Saved data entries:

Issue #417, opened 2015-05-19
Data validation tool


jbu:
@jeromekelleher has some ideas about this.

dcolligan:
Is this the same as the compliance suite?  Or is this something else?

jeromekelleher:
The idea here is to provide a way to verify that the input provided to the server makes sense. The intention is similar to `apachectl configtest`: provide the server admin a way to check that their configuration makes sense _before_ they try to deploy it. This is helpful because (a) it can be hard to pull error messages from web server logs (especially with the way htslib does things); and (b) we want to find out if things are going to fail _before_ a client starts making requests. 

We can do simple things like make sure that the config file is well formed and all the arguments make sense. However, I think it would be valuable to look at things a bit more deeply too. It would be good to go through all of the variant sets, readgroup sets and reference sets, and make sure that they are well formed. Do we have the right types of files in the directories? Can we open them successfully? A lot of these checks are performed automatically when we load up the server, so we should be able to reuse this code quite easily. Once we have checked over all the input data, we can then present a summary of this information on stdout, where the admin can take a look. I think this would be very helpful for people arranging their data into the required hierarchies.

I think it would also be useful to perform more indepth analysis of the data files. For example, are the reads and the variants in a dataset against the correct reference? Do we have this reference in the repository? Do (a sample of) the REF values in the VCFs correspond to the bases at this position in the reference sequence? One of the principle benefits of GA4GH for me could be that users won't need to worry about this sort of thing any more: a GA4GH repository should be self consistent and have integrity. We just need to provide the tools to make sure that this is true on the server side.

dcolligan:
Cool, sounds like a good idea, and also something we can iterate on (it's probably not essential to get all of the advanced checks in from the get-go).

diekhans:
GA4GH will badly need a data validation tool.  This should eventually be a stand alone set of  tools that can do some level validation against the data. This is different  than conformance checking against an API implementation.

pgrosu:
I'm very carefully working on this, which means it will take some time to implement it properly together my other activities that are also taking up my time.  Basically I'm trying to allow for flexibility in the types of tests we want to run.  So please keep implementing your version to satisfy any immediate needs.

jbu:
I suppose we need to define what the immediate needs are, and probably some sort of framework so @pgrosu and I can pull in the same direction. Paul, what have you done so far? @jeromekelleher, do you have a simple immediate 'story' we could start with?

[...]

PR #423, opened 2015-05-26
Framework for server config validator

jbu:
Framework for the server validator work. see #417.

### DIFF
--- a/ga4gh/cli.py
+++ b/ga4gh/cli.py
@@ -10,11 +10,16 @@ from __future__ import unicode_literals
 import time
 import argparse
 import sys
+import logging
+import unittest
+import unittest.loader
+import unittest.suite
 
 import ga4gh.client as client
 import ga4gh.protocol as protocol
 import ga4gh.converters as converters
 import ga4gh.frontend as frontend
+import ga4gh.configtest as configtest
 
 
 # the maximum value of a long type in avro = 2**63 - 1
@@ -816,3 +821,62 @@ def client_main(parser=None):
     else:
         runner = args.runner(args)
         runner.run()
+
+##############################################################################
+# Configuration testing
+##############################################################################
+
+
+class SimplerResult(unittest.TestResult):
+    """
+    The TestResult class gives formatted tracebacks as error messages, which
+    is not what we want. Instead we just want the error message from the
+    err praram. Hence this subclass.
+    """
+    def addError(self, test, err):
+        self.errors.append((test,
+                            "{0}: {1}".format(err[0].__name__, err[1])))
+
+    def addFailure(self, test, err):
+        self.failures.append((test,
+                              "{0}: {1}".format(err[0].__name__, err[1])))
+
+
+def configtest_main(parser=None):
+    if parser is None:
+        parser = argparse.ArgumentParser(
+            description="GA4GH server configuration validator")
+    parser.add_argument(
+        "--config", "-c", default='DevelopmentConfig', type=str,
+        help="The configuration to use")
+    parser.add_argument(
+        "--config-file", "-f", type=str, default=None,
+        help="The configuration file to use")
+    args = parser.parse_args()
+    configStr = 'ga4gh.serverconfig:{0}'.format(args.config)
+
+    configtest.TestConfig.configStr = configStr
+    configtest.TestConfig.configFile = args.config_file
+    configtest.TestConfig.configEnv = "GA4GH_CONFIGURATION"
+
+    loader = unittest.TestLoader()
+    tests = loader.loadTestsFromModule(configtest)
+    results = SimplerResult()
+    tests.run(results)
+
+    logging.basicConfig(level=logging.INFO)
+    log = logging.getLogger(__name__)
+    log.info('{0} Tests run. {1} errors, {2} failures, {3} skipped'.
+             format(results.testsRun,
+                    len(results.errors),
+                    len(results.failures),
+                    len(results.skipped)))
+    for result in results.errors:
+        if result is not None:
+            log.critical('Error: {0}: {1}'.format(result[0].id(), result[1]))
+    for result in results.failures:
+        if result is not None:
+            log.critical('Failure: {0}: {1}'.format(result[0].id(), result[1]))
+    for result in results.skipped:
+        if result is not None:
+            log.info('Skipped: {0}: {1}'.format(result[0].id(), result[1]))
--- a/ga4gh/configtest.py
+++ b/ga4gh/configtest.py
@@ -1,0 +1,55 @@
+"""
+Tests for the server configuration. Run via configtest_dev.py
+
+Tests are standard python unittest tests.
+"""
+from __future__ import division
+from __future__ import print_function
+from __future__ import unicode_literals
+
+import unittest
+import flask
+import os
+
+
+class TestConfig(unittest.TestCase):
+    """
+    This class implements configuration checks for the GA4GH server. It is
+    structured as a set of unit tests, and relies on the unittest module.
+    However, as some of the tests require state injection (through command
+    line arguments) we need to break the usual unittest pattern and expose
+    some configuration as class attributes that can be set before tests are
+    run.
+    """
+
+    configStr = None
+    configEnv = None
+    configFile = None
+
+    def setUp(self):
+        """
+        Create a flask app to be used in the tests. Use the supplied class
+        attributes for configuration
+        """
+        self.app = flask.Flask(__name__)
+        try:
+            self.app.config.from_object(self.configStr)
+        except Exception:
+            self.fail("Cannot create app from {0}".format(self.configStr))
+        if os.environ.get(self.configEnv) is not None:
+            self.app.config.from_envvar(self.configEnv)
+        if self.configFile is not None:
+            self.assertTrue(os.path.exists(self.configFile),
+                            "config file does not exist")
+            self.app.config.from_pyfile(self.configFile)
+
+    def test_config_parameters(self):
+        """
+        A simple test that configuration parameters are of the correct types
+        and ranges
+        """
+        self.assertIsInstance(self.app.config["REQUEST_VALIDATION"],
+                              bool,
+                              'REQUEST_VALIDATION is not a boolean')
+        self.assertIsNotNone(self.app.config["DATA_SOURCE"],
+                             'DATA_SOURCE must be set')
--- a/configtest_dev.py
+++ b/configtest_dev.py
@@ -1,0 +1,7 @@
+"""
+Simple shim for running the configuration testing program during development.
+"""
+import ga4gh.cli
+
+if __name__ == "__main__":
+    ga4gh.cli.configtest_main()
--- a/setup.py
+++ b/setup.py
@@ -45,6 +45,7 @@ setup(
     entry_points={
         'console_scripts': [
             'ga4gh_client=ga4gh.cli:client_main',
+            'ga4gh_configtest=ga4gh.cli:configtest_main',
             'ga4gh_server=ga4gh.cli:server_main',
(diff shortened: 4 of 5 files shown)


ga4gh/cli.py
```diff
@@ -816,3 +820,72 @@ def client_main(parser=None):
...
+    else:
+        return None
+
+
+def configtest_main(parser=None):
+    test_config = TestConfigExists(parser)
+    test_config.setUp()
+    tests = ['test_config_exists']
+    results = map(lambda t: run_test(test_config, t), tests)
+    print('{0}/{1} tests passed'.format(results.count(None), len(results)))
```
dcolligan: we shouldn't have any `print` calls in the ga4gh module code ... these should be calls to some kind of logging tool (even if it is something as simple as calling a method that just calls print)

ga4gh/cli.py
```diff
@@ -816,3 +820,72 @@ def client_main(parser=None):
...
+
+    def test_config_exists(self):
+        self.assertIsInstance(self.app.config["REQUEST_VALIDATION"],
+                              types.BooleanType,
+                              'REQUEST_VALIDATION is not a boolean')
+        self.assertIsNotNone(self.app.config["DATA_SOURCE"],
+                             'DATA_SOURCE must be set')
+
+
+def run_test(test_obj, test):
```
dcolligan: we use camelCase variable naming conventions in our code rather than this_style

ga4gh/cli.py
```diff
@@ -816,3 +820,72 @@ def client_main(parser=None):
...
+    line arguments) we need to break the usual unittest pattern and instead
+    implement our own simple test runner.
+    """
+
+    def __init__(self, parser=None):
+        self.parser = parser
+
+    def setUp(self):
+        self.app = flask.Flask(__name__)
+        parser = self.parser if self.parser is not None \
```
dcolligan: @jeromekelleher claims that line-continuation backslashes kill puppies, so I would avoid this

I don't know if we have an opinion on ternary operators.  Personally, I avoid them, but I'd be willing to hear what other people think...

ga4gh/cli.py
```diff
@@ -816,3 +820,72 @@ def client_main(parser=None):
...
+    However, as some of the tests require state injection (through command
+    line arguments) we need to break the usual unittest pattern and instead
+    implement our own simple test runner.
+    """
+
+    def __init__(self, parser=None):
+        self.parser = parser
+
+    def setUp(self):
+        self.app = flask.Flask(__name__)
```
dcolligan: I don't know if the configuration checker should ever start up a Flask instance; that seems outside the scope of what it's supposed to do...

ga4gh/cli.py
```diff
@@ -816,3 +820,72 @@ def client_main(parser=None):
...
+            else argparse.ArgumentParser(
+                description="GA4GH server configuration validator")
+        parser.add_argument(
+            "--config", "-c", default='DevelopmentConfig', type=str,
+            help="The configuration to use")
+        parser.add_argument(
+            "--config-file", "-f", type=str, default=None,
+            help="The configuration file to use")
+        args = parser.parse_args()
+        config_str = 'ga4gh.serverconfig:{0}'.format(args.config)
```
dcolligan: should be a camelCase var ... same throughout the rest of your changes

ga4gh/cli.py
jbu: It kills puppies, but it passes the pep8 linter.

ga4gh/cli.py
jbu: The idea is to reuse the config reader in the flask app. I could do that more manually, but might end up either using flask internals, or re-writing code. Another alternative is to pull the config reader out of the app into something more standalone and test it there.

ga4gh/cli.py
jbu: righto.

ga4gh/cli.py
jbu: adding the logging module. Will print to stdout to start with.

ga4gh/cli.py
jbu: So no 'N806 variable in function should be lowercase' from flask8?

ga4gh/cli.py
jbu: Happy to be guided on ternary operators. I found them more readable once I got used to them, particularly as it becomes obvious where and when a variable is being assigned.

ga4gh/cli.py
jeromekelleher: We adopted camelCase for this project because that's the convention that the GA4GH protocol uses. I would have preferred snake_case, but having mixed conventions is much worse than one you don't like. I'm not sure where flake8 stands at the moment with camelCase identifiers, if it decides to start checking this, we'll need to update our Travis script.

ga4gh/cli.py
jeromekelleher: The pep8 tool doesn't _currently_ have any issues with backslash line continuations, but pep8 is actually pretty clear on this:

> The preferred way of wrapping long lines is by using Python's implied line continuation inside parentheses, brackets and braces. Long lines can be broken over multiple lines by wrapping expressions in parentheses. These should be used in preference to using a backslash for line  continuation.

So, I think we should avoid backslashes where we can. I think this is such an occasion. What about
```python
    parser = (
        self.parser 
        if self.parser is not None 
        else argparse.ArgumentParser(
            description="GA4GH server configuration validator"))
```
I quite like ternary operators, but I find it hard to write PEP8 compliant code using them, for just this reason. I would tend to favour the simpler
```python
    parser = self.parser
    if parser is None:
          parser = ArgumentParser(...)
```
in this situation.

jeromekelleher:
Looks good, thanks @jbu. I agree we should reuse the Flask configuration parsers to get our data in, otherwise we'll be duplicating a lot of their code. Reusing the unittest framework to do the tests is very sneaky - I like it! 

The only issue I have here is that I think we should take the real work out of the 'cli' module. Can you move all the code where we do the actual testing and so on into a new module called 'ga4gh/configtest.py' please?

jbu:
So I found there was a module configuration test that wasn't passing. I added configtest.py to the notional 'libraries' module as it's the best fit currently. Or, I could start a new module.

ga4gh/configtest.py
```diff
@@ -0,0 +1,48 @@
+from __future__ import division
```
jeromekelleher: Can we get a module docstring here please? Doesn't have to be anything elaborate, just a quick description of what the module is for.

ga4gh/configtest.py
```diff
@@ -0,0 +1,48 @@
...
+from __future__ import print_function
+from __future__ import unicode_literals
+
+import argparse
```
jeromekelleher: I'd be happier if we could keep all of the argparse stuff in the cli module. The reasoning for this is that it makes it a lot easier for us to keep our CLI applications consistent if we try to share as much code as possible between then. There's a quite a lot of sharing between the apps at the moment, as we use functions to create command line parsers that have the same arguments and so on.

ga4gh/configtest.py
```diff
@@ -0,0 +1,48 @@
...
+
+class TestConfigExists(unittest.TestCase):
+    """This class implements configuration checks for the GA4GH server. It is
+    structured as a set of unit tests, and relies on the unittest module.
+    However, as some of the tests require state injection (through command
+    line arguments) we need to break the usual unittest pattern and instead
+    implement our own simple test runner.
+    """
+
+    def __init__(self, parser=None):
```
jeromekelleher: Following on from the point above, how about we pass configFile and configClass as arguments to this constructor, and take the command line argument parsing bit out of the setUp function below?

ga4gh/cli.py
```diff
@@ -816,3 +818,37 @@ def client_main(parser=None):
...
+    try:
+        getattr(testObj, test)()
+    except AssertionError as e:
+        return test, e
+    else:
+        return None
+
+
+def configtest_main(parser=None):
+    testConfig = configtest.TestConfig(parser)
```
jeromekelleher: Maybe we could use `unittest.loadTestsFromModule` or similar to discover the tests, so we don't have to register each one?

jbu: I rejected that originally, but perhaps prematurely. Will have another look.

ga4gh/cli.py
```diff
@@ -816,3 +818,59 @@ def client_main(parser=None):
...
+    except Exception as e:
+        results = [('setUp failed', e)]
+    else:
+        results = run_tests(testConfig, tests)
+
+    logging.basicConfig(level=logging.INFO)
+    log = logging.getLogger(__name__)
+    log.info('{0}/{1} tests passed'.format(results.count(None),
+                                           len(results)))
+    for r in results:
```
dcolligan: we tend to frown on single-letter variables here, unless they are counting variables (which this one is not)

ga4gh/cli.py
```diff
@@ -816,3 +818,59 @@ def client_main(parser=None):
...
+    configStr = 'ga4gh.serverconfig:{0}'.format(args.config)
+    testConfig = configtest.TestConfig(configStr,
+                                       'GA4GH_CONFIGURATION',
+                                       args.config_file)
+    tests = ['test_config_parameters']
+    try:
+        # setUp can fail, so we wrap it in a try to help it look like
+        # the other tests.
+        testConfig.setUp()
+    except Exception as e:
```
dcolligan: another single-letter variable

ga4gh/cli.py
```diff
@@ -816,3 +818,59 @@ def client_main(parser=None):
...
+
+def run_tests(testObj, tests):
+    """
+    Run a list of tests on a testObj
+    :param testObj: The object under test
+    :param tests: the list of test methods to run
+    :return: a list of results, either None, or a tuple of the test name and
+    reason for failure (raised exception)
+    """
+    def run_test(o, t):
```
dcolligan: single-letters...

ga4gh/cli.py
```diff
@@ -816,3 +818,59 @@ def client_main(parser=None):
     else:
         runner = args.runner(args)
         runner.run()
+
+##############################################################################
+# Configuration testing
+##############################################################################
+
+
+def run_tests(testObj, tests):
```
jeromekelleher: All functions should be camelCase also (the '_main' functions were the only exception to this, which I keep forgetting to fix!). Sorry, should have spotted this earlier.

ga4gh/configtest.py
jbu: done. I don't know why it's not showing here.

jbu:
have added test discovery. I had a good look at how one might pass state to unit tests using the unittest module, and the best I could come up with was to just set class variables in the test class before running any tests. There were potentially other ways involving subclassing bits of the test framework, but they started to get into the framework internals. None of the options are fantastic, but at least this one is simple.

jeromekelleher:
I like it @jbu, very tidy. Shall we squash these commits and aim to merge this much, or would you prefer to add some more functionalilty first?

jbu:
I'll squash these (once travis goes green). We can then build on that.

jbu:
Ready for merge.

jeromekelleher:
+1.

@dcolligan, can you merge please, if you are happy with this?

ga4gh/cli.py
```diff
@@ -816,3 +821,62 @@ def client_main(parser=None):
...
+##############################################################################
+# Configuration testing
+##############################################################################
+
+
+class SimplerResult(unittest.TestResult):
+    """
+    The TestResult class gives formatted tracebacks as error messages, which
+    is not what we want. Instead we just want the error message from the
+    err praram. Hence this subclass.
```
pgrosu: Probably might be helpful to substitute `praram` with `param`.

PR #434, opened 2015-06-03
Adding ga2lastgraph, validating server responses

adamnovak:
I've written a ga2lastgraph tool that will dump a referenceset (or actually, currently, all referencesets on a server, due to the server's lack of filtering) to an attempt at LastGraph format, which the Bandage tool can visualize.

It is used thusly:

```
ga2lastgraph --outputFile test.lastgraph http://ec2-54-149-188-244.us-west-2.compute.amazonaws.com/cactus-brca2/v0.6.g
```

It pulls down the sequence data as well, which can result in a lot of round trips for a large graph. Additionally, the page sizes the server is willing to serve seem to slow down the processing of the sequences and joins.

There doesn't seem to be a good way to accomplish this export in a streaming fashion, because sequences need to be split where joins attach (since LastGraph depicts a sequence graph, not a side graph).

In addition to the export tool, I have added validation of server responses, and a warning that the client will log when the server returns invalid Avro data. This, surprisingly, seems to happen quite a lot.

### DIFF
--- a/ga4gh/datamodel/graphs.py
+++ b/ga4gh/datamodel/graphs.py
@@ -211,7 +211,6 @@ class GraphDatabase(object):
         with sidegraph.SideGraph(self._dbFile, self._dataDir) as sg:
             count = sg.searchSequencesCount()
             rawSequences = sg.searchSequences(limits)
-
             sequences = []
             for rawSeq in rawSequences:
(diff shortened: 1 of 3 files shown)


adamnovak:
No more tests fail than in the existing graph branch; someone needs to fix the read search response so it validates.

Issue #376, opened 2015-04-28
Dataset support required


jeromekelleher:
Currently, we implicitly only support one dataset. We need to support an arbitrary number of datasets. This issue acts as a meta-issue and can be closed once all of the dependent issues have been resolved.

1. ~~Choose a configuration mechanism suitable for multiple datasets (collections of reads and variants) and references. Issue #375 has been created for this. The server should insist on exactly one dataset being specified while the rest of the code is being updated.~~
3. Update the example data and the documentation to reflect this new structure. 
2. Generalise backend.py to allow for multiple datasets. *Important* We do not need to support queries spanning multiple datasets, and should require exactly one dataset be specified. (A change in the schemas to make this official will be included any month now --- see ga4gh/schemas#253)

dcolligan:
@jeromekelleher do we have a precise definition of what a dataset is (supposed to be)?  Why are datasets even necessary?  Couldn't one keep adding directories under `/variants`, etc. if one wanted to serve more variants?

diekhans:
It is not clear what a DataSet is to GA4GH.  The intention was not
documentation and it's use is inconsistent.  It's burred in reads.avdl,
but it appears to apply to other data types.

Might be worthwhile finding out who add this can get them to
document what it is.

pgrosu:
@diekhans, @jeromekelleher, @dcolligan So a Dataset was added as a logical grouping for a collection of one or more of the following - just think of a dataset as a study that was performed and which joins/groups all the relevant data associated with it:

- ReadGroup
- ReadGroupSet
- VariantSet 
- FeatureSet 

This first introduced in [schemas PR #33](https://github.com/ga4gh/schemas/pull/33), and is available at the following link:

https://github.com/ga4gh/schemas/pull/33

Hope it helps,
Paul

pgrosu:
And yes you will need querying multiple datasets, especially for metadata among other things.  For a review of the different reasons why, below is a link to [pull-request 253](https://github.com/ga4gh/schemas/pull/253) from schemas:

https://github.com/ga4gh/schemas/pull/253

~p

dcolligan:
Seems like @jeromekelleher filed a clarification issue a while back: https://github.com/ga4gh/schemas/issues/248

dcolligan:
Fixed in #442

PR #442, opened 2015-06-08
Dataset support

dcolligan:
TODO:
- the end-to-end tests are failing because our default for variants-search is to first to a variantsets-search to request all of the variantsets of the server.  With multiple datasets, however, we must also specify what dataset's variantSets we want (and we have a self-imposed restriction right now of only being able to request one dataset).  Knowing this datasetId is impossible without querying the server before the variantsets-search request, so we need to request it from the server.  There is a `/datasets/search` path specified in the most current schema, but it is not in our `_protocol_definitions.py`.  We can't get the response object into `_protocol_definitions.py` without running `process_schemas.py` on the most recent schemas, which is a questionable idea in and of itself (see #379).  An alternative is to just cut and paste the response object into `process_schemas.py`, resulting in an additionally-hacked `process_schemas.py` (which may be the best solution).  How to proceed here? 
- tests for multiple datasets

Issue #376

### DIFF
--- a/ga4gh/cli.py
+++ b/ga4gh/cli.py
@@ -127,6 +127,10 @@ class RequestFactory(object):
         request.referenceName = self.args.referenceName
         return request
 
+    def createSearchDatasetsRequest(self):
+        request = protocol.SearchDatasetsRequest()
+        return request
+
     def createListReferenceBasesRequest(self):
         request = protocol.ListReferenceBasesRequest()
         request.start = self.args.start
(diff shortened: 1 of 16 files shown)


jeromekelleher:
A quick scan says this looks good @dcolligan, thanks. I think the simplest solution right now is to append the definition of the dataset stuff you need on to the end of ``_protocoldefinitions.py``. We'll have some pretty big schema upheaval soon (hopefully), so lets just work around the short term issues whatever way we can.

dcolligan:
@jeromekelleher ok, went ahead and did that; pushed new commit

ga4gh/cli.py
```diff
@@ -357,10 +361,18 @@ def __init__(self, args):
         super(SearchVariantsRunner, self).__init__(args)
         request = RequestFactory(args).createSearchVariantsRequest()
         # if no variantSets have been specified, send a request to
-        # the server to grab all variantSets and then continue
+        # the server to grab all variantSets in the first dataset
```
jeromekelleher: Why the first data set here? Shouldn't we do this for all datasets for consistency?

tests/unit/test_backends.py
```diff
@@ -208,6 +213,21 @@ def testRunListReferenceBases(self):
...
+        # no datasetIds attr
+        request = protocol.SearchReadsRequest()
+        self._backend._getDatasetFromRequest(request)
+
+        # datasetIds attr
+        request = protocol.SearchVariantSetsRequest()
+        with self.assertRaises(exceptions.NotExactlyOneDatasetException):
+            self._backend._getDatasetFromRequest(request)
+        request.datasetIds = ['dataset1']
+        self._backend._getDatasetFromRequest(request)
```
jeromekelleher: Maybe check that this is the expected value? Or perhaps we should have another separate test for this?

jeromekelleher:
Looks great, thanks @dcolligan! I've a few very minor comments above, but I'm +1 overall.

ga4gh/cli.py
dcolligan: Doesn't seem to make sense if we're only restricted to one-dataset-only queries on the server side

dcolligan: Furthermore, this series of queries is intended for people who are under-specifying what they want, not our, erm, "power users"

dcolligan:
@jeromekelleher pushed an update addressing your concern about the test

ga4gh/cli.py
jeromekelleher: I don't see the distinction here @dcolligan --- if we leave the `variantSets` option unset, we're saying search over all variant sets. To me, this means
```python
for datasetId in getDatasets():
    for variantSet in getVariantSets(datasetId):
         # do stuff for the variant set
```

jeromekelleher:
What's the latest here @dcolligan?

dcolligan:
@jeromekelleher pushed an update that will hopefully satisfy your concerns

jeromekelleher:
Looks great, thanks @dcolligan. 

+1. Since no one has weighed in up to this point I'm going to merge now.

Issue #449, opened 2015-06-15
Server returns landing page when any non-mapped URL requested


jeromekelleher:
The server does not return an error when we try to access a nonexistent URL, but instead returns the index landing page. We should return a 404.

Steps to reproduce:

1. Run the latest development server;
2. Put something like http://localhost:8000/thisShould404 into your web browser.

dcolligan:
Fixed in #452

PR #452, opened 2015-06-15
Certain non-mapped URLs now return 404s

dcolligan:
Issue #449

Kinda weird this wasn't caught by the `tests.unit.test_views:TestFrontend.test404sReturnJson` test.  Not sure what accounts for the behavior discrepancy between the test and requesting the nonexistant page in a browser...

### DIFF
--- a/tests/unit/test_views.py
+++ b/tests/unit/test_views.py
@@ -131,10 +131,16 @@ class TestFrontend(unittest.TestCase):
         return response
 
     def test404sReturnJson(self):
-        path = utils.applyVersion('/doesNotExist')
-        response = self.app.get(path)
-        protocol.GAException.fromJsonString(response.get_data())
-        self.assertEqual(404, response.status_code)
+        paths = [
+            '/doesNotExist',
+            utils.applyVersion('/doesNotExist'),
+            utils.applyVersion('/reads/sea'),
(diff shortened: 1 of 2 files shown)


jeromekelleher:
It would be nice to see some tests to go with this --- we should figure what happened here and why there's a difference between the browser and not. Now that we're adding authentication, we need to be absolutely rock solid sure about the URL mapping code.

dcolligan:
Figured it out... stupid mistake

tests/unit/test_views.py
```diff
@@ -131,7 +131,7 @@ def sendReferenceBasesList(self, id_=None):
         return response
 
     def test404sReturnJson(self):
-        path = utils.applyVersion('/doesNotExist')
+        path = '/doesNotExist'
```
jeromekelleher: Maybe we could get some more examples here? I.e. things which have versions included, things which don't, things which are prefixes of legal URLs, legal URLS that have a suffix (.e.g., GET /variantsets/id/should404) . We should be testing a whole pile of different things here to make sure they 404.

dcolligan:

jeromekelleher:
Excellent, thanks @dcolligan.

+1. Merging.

Task brief » Using the entries above, output exactly the lines between the line holding "1. ~~Choose a" and the line holding "It is not clear", end lines included, and nothing more.

Answer box »
1. ~~Choose a configuration mechanism suitable for multiple datasets (collections of reads and variants) and references. Issue #375 has been created for this. The server should insist on exactly one dataset being specified while the rest of the code is being updated.~~
3. Update the example data and the documentation to reflect this new structure. 
2. Generalise backend.py to allow for multiple datasets. *Important* We do not need to support queries spanning multiple datasets, and should require exactly one dataset be specified. (A change in the schemas to make this official will be included any month now --- see ga4gh/schemas#253)

dcolligan:
@jeromekelleher do we have a precise definition of what a dataset is (supposed to be)?  Why are datasets even necessary?  Couldn't one keep adding directories under `/variants`, etc. if one wanted to serve more variants?

diekhans:
It is not clear what a DataSet is to GA4GH.  The intention was not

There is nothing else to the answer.